From the image in the second figure, the orange arrows represent royalty, and the blue arrows gender, capturing the relationship man is to king as woman is to queen.
But what happens if we want to extend this analogy to other words, say professions?
What is the mechanism of beneficial change?
The impact of my approach would be measurable as we would be able to compare the AI outputs from the same data under different circumstances. In my approach, I suggest the use of one gender phrase such as "person" or "human", instead of male or female. With a unified gender, AI does not take into consideration the gender when producing outputs.
What are the key metrics?
The impact will be measurable as outputs produced from the same data can be compared against each other with only the gender column modified in one of the two data. The idea is for the AI to take in some data about employees which would include their names, years of experience, organization, gender etc. The expected outputs would be to ask the AI to suggest an employee that is best suited for a certain position from this data. The results produced when using the original data that contains both genders would be compared against the results produced using a single gender.
If the outputs produced differ by more than 70%, then we can be sure that the data is biased due to changes in the gender column.
Who is most likely to be supportive?
People in the data science and anlytics field are more likely to be supportive in this project as they are the ones who interact directly with data and can notice any flaws in their outputs and designs. Also, studies has found out that, Women in tech are more likely to show support in cases such as this as they try to encourage more women to come into the tech world.
Key foes? Who is most likely to oppose?
In the long run, I do not see any opposition to this idea as it creates a level field for all genders. That is, outputs are produced based on other factors excluding the gender of a person. Nevertheless, there will always be people who are opposed to change, one way or another.
What is the user experience?
Let's say I own a company called Essex and I have a database of all my employees. It appears there's a vacancy in the IT department of Essex in which males makes up 80% of the department. A vacancy is announced, we receive thousands of applications which would be difficult and time consuming to skim through one-by-one. We create a model and feed our IT departments datasets to the model. Before feeding the datasets into the model, we replace the gender column in the datasets by replacing them with a gender-neutral pronoun such as person to ensure the gender is not used as a measure to choose a candidate for the job.

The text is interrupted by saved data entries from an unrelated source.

PR #571, opened 2020-12-28
Add options argument to addHook to pass to pirates.addHook

gordonmleigh:
I've added an optional argument to `addHook` to pass through to pirates. You would use it like this:

```typescript
addHook(".js", { transforms: ["imports"] }, { ignoreNodeModules: false });
```

I also removed the `ts-ignore` comment because pirates has types now.

### DIFF
--- a/src/register.ts
+++ b/src/register.ts
@@ -1,9 +1,13 @@
-// @ts-ignore: no types available.
 import * as pirates from "pirates";
 
 import {Options, transform} from "./index";
 
-export function addHook(extension: string, options: Options): void {
+export interface HookOptions {
+  matcher?: (code: string) => boolean;
+  ignoreNodeModules?: boolean;
+}
+
+export function addHook(extension: string, options: Options, hookOptions?: HookOptions): void {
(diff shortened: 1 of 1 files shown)


alangpierce (approved):
Looks great, thank you!

alangpierce:
To manually test, I added a print to Sucrase to print which files it processes, then ran the require hook from a node shell setting `ignoreNodeModules` to `false`, then I required a third-party package and confirmed that it worked.
```
yarn build
node
> r = require('./dist/register.js')
> r.addHook(".js", {transforms: ["imports"]}, {ignoreNodeModules: false})
> require('prettier')
Transforming /Users/alanpierce/code/sucrase/node_modules/prettier/index.js
Transforming /Users/alanpierce/code/sucrase/node_modules/prettier/third-party.js
```
I'd also be happy to accept a PR extending the param to the other wrappers in `register.ts`.

Unfortunately, looks like CI isn't running anymore, so I'll investigate that as a follow-up, but tests pass for me.

PR #573, opened 2020-12-29
Add options argument to register functions to pass to pirates

gordonmleigh:
Further to #571, this PR exposes the new `addHook` options argument to the `register*` functions too.

Would you consider making the register functions available via the index, so they can be imported without a deep package reference (currently `'sucrase/dist/register'`)? I can add to this PR or another. If we do this I'll also update the readme to document these functions.

Thanks for the quick merge on the other PR!

### DIFF
--- a/src/register.ts
+++ b/src/register.ts
@@ -23,39 +23,47 @@ export function addHook(extension: string, options: Options, hookOptions?: HookO
   );
 }
 
-export function registerJS(): void {
-  addHook(".js", {transforms: ["imports", "flow", "jsx"]});
+export function registerJS(hookOptions?: HookOptions): void {
+  addHook(".js", {transforms: ["imports", "flow", "jsx"]}, hookOptions);
 }
 
-export function registerJSX(): void {
-  addHook(".jsx", {transforms: ["imports", "flow", "jsx"]});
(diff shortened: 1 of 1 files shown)


alangpierce:
> Would you consider making the register functions available via the index, so they can be imported without a deep package reference (currently 'sucrase/dist/register')? I can add to this PR or another. If we do this I'll also update the readme to document these functions.

Unfortunately I think this would break Sucrase in the browser since it would mean a regular Sucrase import would pull in `pirates`, which seems to have a hard dependency on a node environment. I tested it with these steps and saw a webpack failure:
```
yarn build
yarn link
cd website
yarn link sucrase
yarn start
...
Module not found: Error: Can't resolve 'module' in '/Users/alanpierce/code/sucrase/node_modules/pirates/lib'
```
(The package named "module" is built into node, and pirates expects it to exist.)

I might be missing an alternate approach, though; happy to hear suggestions. Another high-level option would be to refactor out `@sucrase/register` and `@sucrase/cli` packages, though IMO it's nice for the basic things to be "batteries included".

alangpierce (approved):
Thanks! As I mentioned, I'm unsure about the best way to export these functions in a cleaner way, so I'll merge this step and happy to discuss the other stuff separately.

PR #581, opened 2020-12-31
Support for passing transform options via register

estrattonbailey:
Hey there! I've been meaning to dig into sucrase for a while now and finally got around to it :)

I'm experimenting with integrating it into [presta](https://github.com/sure-thing/presta) for the development server and I realized that the `sucrase/register` hook does not support transform options.

Is this something y'all would be open to? Is there a better way to go about this than what I have here? I'm happy to make adjustments. Also, if you'd rather not open up these options, all good too. Just thought I'd check!

### DIFF
--- a/src/register.ts
+++ b/src/register.ts
@@ -23,47 +23,49 @@ export function addHook(extension: string, options: Options, hookOptions?: HookO
   );
 }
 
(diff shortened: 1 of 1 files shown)


estrattonbailey:
Closing this since it's easy enough to use `addHook`, as explained in #582. Thanks!

PR #604, opened 2021-03-27
feat: return revert function for registers

antfu:
https://github.com/ariporad/pirates#usage

Allowing users to revert the hook registrations.


alangpierce (approved):
Thank you!

Issue #449, opened 2019-05-06
export default anonymous class with class field


xyc:
Thanks for this great project!

I had an issue when exporting an anonymous class with class field, generated class has `null.prototype.__init.call(this);` in the constructor, which results in an error.

Example reproduction:
https://sucrase.io/#compressedCode=H4sIAPiJz1wAAz2LQQ6DIBBF95zi79SNXqDtpjfwBkSG1AShGUZjYri7QLWbyfv%2F%2FZmXb2DBSHoSWA4LGi7cKNqrMWT16gST0zGCdiFv4m%2Ffv0P%2B9uQFhwI0njhSBs4T4rarbYmyskdbA%2FAw8%2Fa6GPiQc%2BE2w191%2BSaVTgWpPpSeAAAA

```js
import React from 'react'
export default class extends React.Component {
  a = {}
  render() {
    return (
      <div>
        hello
      </div>
    )
  }
}
```

joshjung:
I am also having this issue.

forivall:
This appears to be fixed. In the sandbox, I see the output
```js
"use strict";const _jsxFileName = "sample.tsx";Object.defineProperty(exports, "__esModule", {value: true}); function _interopRequireDefault(obj) { return obj && obj.__esModule ? obj : { default: obj }; } var _class;var _react = require('react'); var _react2 = _interopRequireDefault(_react);
exports. default = (_class = class extends _react2.default.Component {constructor(...args) { super(...args); _class.prototype.__init.call(this); }
  __init() {this.a = {}}
  render() {
    return (
      _react2.default.createElement('div', {__self: this, __source: {fileName: _jsxFileName, lineNumber: 6}}, "hello"

      )
    )
  }
}, _class)
```

PR #614, opened 2021-05-13
Fix transformation of anonymous "export default" classes

matthieugicquel:
This is a fix for https://github.com/alangpierce/sucrase/issues/449.

I can't really tell if this is the right way / a good way to do this, but it's a small change and tests seem to pass :)

### DIFF
--- a/src/transformers/RootTransformer.ts
+++ b/src/transformers/RootTransformer.ts
@@ -195,7 +195,7 @@ export default class RootTransformer {
     // Both static and instance initializers need a class name to use to invoke the initializer, so
     // assign to one if necessary.
     const needsCommaExpression =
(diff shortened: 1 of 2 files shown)


alangpierce (approved):
Thanks for the fix, and sorry for the delay in getting to this. I thought through the details a bit and I agree with this fix.

The `export default class` syntax is tricky because it's technically a class *statement* to the parser but behaves in many ways like a class *expression* (like having the name optional). When a class statement does have a name, it's *unsafe* to turn it into an expression because then it wouldn't declare the name anymore. But it seems like anonymous class statements can be safely converted to expressions since they weren't declaring a name in the first place.

alangpierce:
Just released as sucrase@3.20.1

Issue #579, opened 2015-01-09
Url encoding passwords with invalid url characters causes connection failure


lBowlin:
Cloud services that required passwords such as "iAITMl7lD127c/VZEl0OZl8qviaXHIoKekaJjP1J1HI=" can contain a variety of characters including forward slashes which are invalid in a url string.

When entered in the correct format "rediss://:password@hostname:port" the slash cause in improper breakage of the netloc  during urlparse. Encoding the forward slash into a valid url safe character (%2F) fixes the urlparse issue, but is never decoded after parsing prior to assignment as the password.

This is particularly an issue with Azure Redis Caches which have keys that may contain such values. I think a simple url decode would fix the issue, but have not tested this.

yozik04:
Also using Azure Redis Cache. Have same problems.

andymccurdy:
Hey guys, this issue was fixed a while back here: https://github.com/andymccurdy/redis-py/pull/586

ddennis:
Thank you for documenting this. Have the same problem using node

PR #586, opened 2015-02-10
Handle percent-encoded URLs in parsing code

paulkeene:
Hi,

Clients of redis-py that attempt to instantiate a `ConnectionPool` object by using the `from_url` class method can run into problems if components of the passed-in URL contain illegal characters (e.g. `rediss://:my/password@localhost:6379`). Understandably the forward slash in this example URL causes it to be parsed incorrectly, but even if a client attempts to percent-encode their URL (e.g. `rediss://:my%2Fpassword@localhost:6379`) this will not fix the problem since `from_url` will not know to decode the password after the URL is parsed.

This commit attempts to fix the problem by introducing a new argument, `decode_components`, to `from_url` that allows URL components to be decoded after the URL has been parsed. I used a flag here because existing clients might be relying on the current behavior.

I added some unit tests and verified that they pass with python2 and python3.

This fixes issue #579 

Thanks,
Paul

### DIFF
--- a/redis/_compat.py
+++ b/redis/_compat.py
@@ -3,6 +3,7 @@ import sys
 
 
 if sys.version_info[0] < 3:
+    from urllib import unquote
     from urlparse import parse_qs, urlparse
     from itertools import imap, izip
     from string import letters as ascii_letters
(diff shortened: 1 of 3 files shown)


yozik04:
Great. But sad it was not released to pypi yet.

Once the outputs are produced, we pick the best five fits and interview them. This has saved us valuable time and money that we would have used to interview thousands of candidates.
Who has to do what. to make it happen?
Like I stated earlier, using a gender neutral pronoun or using the same pronoun for both genders before feeding AI the training data is the main aim of this project. Thankfully, this topic is a growing area of research. The 2019 Annual Meeting for Computational linguistics (ACL) http://www.acl2019.org/ that took place in Florence, Italy, which many AI enthusiasts attended had its first-ever Workshop on Gender Bias for Natural Language Processing.
Google has also invested resources into mitigating this problem. In December 2018, they announced that Google Translate would begin returning translations of single words from four languages to English in both the feminine and masculine form.
Who are the key partners to execute? Key partners to help others evaluate your value preposition?
Data scientists and data analyst are key partners in executing this project. That is because they are the ones directly involved in the cleaning, wrangling and munging of data. I had a video chat with a senior colleague, who is a data scientist in Nigeria and is part of the Data science Nigeria team. I explained my project to him which he gave his approval on and is ready to render assistance wherever needed. Also, I currently signed up for a 5-day training program by "Data science Nigeria" which would be online and would teach students and enthusiast how to train and test their data. This way, I would be able to evaluate the difference between producing results with different genders and producing results using a single gender.
During the training, I would be able to meet Data scientist who have field experience and pose my idea to them for evaluation. Also, this free online training would help me understand how to best carry out my project.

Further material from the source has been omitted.